JustAnotherArchivist / snscrape

A social networking service scraper in Python
GNU General Public License v3.0
4.42k stars 706 forks source link

Provide a cleaned URL #10

Closed JustAnotherArchivist closed 5 years ago

JustAnotherArchivist commented 6 years ago

Some services include garbage in their URLs. For example, Instagram posts linked on the profile page have a useless taken-by parameter carrying the username, and Facebook recently (a few weeks ago) started including some (most likely tracking) parameters __xts__, __tn__, and eid in the post links. While the Instagram case is not too problematic, since that parameter has a meaning and is constant, the Facebook one is definitely undesired since those parameters are carried on when forwarding link to another person or software and can probably be used to identify the scraping user. When using snscrape for archival purposes, it can also make it very difficult to find the archived page later.

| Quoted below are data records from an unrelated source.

PR #1733, opened 2025-11-25
Create ConfigServerEnergyMotorLookup and decouple gap and phase

oliwenmandiamond:
Refactored `EnergyMotorLookup` class to decouple the gap and phase. You now provide an `EnergyMotorLookup` for gap and phase now rather than just one. EnergyMotorlookup is only LookupTable as configuration, ConfigServerEnergyMotorLookup will get file contents from config server and convert it to LookupTable. ID's can provide any way to calculate the gap and phase as it can be any implementation that is of type EnergyMotorLookup, giving more flexibility e.g a pre configured lookup table, reading from a file, auto generated or from epics. Have also update the `Apple2Controller` methods to be more modular so it reuses more logic between devices that implement it.

1. Check refactoring makes sense
2. Confirm tests pass

### Checks for reviewer

### DIFF
--- a/src/dodal/beamlines/i04.py
+++ b/src/dodal/beamlines/i04.py
@@ -23,6 +23,7 @@ from dodal.devices.flux import Flux
 from dodal.devices.i03.dcm import DCM
 from dodal.devices.i04.beamsize import Beamsize
 from dodal.devices.i04.constants import RedisConstants
+from dodal.devices.i04.max_pixel import MaxPixel
 from dodal.devices.i04.murko_results import MurkoResultsDevice
 from dodal.devices.i04.transfocator import Transfocator
 from dodal.devices.ipin import IPin
@@ -387,6 +388,16 @@ def scintillator() -> Scintillator:
         f"{PREFIX.beamline_prefix}-MO-SCIN-01:",
         Reference(aperture_scatterguard()),
         get_beamline_parameters(),
+    )
+
+
+@device_factory()
+def max_pixel() -> MaxPixel:
+    """Get the i04 max pixel device, instantiate it if it hasn't already been.
+    If this is called when already instantiated in i04, it will return the existing object.
+    """
+    return MaxPixel(
+        f"{PREFIX.beamline_prefix}-DI-OAV-01:",
     )
 
 
--- a/src/dodal/beamlines/i22.py
+++ b/src/dodal/beamlines/i22.py
@@ -19,7 +19,7 @@ from dodal.devices.i22.dcm import DCM
 from dodal.devices.i22.fswitch import FSwitch
 from dodal.devices.i22.nxsas import NXSasMetadataHolder, NXSasOAV, NXSasPilatus
 from dodal.devices.linkam3 import Linkam3
-from dodal.devices.motors import XYPitchStage
+from dodal.devices.motors import XYPitchStage, XYRollStage, XYStage
 from dodal.devices.slits import Slits
 from dodal.devices.synchrotron import Synchrotron
 from dodal.devices.tetramm import TetrammDetector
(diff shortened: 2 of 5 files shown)


src/dodal/devices/util/lookup_tables_apple2.py
```diff
@@ -347,51 +312,7 @@ def available_pol(self) -> list[Pol]:
...
-        for key in self.lookup_tables.gap.root.keys():
-            if key is not None:
-                self.lookup_tables.phase.root[key] = generate_lookup_table_entry(
-                    min_energy=self.lookup_tables.gap.root[key].limit.minimum,
-                    max_energy=self.lookup_tables.gap.root[key].limit.maximum,
-                    poly1d_param=(PhASE_POLY1D_PARAMETERS[key]),
-                )
-
-    def get_motor_from_energy(self, energy: float, pol: Pol) -> tuple[float, float]:
+    def get_motor_from_energy(self, energy: float, pol: Pol) -> float:
```
Relm-Arrowny: Could: I am not 100% what it should be but get_motor_form_energy seem wrong now.
```suggestion
    def get_value_from_lookuptable(self, energy: float, pol: Pol) -> float:
```

src/dodal/devices/util/lookup_tables_apple2.py
```diff
@@ -408,12 +329,61 @@ def get_motor_from_energy(self, energy: float, pol: Pol) -> tuple[float, float]:
...
+        poly = get_poly(lookup_table=self.lut, energy=energy, pol=pol)
+        return poly(energy)
+
+
+TAbstractEnergyMotorLookup = TypeVar(
+    "TAbstractEnergyMotorLookup", bound=AbstractEnergyMotorLookup
+)
+
+
+class FileReadingEnergyMotorLookup(AbstractEnergyMotorLookup):
```
Relm-Arrowny: Should: We not realy doing file reading here, we getting the data from DAQ server.
```suggestion
class EnergyMotorLookupConfigServer(AbstractEnergyMotorLookup):
```

src/dodal/devices/util/lookup_tables_apple2.py
```diff
@@ -408,12 +329,61 @@ def get_motor_from_energy(self, energy: float, pol: Pol) -> tuple[float, float]:
...
+    ):
+        """
+        Parameters:
+        -----------
+        config_client:
+            The config server client to fetch the look up table data.
+        lut_config:
+            Configuration that defines how to process file contents into a LookupTable
+        path:
+            File path to the gap lookup table.
```
Relm-Arrowny: Should:
```suggestion
            File path to the lookup table.
```

src/dodal/devices/util/lookup_tables_apple2.py
Relm-Arrowny: May be we can just replace this with a helper function and let the controller handle the update if updateis needed. That would allow everything just run off EnergyMotorLookup
```python 
def get_lookup_from_server (
        config_client: ConfigServer,
        lut_config: LookupTableConfig,
        path: Path,
    ):
        file_contents = config_client.get_file_contents(
            path, reset_cached_result=True
        )
        return convert_csv_to_lookup(file_contents, lut_config=self.lut_config)
```

src/dodal/devices/apple2_undulator.py
```diff
@@ -496,24 +494,39 @@ def __init__(
...
-        undulator design and the lookup table used.
+        undulator design.
         """
 
+    async def _set_apple2(self, id_motor_values: Apple2Val, pol: Pol) -> None:
+        """Logic to set the apple2 with the motor values. Specialised logic can also extend this method."""
+        await self.apple2().set(id_motor_values=id_motor_values)
+
+    async def _set_motors_from_energy_and_polarisation(
+        self, energy: float, pol: Pol
```
Relm-Arrowny: I am not sure about this, with ` def _set_motors_from_energy(self, value: float)` The task is quite clear, we have to define how the ID should move. Now we break the task into 4 parts?
It is quite hard to know what I needed to do and I wrote the original.....

Relm-Arrowny (changes requested):
Thanks for doing this, it look good, I just have a feeling we may have gone too far.

Relm-Arrowny (changes requested):
This kind of grow on me..... just one last point.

The Item instances yielded by the modules should carry both the original and the cleaned URL, and the CLI should provide options to print either or both of these variants. The default should presumably be to print the cleaned URL.

What exactly is garbage and what isn't still needs to be figured out though. For example, photo posts on Facebook typically include a type=3 parameter, which I believe determines the way the picture is displayed. I'm not sure if this should be stripped or not.

JustAnotherArchivist commented 5 years ago

According to my tests today, the type=3 parameter does not have any visual influence on the resulting page. Photo and video URLs on Facebook also have an extraneous path component like /username/photos/a.12345/67890/?... (instead of a, it can also have a number of different values, and the part after it can be ridiculously long rather than just a shortish number). The clean URL should probably be /username/photos/67890/.

In general, I think I'll go with the minimal URL that doesn't affect the page significantly.